RECORD EXTRACTS: Begin

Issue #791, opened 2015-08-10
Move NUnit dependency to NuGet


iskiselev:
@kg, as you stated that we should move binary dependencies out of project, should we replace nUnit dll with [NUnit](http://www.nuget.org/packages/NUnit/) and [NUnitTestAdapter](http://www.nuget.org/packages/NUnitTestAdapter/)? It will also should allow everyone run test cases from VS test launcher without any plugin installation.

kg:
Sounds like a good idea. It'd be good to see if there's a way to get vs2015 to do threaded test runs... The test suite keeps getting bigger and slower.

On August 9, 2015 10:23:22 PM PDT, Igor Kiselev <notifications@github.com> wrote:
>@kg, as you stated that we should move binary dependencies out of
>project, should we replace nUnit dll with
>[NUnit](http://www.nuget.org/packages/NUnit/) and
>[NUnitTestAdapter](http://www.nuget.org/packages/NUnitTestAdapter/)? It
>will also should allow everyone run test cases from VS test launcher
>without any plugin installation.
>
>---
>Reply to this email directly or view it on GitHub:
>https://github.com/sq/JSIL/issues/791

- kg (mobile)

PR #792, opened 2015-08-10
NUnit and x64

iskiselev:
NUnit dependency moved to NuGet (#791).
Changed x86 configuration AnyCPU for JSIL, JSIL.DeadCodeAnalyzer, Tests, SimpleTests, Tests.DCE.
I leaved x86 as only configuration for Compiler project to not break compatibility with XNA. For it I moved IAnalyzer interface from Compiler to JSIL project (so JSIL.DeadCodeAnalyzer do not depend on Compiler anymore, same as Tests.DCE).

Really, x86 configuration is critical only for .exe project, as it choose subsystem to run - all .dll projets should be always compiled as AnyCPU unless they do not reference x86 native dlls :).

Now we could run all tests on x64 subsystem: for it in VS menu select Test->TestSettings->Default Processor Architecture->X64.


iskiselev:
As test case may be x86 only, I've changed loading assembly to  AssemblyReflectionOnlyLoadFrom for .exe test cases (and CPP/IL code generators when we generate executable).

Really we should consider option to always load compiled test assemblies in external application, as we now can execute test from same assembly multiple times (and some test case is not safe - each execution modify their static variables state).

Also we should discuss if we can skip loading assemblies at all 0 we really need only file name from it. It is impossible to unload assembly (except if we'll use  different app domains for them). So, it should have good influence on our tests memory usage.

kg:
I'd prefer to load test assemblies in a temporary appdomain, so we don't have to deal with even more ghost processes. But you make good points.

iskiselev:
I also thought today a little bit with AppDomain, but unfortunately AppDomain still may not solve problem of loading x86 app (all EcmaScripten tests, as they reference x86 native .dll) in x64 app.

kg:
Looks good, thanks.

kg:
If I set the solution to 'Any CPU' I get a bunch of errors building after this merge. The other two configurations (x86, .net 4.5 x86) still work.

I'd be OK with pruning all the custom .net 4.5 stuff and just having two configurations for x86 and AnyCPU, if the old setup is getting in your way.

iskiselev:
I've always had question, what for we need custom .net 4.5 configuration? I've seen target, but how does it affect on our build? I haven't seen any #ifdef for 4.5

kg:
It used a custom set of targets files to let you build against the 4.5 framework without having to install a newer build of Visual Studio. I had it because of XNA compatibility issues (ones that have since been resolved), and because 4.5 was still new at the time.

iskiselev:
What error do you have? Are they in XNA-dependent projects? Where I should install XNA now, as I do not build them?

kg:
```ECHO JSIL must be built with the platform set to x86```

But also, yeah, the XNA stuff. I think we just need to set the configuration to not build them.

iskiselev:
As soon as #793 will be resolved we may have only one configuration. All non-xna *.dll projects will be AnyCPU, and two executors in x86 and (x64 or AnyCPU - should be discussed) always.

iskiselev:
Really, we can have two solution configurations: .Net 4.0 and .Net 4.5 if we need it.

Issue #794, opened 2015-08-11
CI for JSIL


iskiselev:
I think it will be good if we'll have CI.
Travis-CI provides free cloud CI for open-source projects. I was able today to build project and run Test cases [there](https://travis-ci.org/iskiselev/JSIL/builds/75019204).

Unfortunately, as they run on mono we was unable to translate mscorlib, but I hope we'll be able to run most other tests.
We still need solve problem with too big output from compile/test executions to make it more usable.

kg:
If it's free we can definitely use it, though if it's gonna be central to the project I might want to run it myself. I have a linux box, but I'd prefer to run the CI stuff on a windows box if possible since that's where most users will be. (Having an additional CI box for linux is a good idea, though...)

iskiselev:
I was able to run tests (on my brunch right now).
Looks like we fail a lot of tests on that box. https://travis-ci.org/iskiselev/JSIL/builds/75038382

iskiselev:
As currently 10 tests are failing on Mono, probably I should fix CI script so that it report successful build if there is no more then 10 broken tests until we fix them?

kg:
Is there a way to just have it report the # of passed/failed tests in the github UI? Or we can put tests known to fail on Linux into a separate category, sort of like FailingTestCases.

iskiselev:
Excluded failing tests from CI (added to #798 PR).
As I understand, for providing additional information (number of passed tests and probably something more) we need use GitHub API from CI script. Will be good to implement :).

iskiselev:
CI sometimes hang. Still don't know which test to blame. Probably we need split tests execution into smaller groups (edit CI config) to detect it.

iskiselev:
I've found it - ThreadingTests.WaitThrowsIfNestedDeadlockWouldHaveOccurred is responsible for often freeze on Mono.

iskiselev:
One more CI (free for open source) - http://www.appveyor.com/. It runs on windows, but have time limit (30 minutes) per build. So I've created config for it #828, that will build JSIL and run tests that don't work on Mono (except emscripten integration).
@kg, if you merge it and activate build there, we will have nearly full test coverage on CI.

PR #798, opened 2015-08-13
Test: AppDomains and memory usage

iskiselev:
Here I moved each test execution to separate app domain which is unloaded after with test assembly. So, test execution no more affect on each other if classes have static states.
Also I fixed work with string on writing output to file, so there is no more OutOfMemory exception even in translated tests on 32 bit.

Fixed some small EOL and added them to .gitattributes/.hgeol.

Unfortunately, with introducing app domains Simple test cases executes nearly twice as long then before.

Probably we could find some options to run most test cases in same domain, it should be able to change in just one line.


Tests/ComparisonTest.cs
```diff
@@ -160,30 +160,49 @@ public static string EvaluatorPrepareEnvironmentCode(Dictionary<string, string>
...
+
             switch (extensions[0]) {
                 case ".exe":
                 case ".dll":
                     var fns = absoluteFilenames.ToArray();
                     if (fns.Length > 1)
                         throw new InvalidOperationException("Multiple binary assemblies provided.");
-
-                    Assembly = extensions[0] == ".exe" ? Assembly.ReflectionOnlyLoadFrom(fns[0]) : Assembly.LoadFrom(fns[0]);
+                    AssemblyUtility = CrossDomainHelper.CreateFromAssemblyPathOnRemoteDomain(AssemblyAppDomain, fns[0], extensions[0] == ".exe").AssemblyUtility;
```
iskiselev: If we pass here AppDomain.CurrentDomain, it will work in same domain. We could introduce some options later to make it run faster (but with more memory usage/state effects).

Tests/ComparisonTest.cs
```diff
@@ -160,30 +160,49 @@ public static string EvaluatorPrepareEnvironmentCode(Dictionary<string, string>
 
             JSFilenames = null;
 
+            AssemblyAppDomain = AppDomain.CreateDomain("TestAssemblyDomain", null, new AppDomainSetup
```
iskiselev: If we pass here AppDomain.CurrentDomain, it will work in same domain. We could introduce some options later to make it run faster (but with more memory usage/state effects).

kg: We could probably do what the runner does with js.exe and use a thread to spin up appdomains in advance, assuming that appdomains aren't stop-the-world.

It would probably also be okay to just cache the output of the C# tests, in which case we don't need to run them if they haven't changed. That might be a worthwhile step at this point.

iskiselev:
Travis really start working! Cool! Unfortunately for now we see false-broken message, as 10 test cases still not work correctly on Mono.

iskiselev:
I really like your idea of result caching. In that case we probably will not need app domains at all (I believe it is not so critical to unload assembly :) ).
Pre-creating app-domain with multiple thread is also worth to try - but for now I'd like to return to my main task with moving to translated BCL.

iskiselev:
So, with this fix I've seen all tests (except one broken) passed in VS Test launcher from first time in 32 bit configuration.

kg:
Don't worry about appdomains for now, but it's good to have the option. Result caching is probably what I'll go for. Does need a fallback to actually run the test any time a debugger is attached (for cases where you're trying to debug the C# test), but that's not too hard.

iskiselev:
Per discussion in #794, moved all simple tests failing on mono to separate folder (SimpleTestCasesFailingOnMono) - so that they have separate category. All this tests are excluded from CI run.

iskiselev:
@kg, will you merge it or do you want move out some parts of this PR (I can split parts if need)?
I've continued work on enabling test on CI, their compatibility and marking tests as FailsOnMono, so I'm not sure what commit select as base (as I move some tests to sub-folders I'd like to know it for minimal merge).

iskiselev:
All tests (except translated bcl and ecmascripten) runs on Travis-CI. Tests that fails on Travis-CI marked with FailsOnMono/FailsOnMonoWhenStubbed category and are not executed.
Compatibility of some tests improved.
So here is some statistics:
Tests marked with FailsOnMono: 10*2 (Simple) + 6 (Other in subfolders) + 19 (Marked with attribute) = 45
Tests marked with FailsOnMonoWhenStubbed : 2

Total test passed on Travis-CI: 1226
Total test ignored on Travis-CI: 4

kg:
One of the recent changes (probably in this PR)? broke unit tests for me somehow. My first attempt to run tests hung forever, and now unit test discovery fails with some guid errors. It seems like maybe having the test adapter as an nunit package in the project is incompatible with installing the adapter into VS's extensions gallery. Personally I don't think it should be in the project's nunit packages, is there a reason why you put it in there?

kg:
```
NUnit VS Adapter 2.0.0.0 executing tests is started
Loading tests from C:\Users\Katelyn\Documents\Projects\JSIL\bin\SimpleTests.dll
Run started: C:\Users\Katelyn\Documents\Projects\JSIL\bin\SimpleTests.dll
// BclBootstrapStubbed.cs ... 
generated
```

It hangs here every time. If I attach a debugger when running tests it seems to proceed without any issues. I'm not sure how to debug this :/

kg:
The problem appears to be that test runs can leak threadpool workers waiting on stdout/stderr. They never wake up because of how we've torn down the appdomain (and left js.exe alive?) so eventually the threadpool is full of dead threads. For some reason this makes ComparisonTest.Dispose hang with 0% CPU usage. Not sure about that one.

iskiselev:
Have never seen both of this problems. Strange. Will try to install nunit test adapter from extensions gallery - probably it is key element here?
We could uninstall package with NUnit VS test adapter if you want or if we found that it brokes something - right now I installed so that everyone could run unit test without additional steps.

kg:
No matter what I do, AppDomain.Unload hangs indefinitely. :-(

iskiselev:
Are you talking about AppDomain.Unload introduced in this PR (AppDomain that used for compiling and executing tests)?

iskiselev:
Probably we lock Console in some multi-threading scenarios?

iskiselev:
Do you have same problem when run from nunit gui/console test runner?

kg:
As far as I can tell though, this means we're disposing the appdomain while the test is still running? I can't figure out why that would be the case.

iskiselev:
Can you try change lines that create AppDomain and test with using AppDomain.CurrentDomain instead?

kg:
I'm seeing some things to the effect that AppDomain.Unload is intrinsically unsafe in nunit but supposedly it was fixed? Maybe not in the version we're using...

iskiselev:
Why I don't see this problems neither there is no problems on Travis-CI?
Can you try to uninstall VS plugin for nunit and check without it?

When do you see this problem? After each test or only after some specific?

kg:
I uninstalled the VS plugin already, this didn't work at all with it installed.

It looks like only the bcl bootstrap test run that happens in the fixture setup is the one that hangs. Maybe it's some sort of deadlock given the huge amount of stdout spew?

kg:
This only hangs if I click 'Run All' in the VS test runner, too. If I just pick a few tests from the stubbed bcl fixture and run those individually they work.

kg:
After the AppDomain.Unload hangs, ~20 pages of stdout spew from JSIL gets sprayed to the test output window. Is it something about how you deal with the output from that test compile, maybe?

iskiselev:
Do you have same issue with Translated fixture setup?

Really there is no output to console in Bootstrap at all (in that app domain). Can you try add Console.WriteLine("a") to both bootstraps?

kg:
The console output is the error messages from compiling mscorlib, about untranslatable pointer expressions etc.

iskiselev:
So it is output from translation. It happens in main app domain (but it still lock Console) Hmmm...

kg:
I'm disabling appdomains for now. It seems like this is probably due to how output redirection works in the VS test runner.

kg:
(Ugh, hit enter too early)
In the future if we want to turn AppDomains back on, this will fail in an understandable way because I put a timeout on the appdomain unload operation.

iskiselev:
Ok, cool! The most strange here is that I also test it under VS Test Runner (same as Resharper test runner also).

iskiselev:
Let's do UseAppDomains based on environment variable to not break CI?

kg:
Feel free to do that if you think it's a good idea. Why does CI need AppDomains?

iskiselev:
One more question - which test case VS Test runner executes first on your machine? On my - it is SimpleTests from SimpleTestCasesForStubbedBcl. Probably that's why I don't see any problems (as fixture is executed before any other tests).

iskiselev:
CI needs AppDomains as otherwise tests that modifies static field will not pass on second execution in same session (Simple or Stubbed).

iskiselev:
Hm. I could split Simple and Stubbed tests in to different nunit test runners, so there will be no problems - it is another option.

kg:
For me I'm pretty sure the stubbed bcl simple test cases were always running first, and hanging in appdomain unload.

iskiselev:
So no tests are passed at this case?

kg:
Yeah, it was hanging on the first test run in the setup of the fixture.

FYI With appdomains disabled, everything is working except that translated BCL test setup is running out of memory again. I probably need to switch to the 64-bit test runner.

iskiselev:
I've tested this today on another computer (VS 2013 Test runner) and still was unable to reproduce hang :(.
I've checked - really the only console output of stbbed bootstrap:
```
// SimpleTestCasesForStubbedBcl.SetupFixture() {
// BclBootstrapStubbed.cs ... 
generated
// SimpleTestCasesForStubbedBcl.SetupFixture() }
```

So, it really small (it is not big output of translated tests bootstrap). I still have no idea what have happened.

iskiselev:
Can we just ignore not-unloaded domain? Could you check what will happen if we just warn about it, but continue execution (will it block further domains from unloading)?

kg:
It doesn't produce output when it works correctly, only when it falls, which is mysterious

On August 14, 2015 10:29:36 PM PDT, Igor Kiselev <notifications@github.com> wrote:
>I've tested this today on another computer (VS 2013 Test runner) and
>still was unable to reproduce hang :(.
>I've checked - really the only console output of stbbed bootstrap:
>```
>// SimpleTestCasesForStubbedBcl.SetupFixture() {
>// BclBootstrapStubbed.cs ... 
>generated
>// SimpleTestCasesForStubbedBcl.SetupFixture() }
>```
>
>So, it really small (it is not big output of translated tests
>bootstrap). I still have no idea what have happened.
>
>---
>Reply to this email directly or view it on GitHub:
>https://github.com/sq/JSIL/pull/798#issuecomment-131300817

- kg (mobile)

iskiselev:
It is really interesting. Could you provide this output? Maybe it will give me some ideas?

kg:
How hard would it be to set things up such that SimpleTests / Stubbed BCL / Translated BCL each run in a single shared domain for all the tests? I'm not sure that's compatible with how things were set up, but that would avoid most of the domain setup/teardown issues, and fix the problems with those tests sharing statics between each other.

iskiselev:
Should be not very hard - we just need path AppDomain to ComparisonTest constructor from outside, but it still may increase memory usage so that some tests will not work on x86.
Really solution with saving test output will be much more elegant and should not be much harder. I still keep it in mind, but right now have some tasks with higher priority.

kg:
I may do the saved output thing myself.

RECORD EXTRACTS: End

TASK GOAL: Look above for every line with the word "deal" and copy it.

REPLY:
I'd prefer to load test assemblies in a temporary appdomain, so we don't have to deal with even more ghost processes. But you make good points.
After the AppDomain.Unload hangs, ~20 pages of stdout spew from JSIL gets sprayed to the test output window. Is it something about how you deal with the output from that test compile, maybe?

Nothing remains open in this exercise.